* _Problem_
Each line of the entries below that includes "super" belongs in your answer.

● ● ● ● ● ● ●

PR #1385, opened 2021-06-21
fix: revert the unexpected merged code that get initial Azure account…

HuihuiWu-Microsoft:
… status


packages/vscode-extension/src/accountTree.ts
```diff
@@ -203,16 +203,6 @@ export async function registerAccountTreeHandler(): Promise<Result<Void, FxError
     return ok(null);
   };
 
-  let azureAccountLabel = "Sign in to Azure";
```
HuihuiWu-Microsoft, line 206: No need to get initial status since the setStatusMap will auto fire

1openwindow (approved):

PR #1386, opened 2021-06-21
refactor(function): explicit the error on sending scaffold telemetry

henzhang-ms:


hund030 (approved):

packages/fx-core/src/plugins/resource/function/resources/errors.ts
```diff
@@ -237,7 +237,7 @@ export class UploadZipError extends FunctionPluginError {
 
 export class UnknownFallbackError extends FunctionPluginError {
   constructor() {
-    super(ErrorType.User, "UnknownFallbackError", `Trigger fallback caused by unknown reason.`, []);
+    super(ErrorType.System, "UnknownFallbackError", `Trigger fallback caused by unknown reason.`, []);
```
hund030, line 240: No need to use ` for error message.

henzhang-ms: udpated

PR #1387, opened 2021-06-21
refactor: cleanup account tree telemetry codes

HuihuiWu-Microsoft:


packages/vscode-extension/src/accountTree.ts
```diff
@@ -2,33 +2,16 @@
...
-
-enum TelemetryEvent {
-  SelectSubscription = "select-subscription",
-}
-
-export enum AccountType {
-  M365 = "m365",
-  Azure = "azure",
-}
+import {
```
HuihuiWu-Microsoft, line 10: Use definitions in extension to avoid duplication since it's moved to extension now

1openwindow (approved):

● ● ● ● ● ● ●

* _Answer to the problem_
-    super(ErrorType.User, "UnknownFallbackError", `Trigger fallback caused by unknown reason.`, []);
+    super(ErrorType.System, "UnknownFallbackError", `Trigger fallback caused by unknown reason.`, []);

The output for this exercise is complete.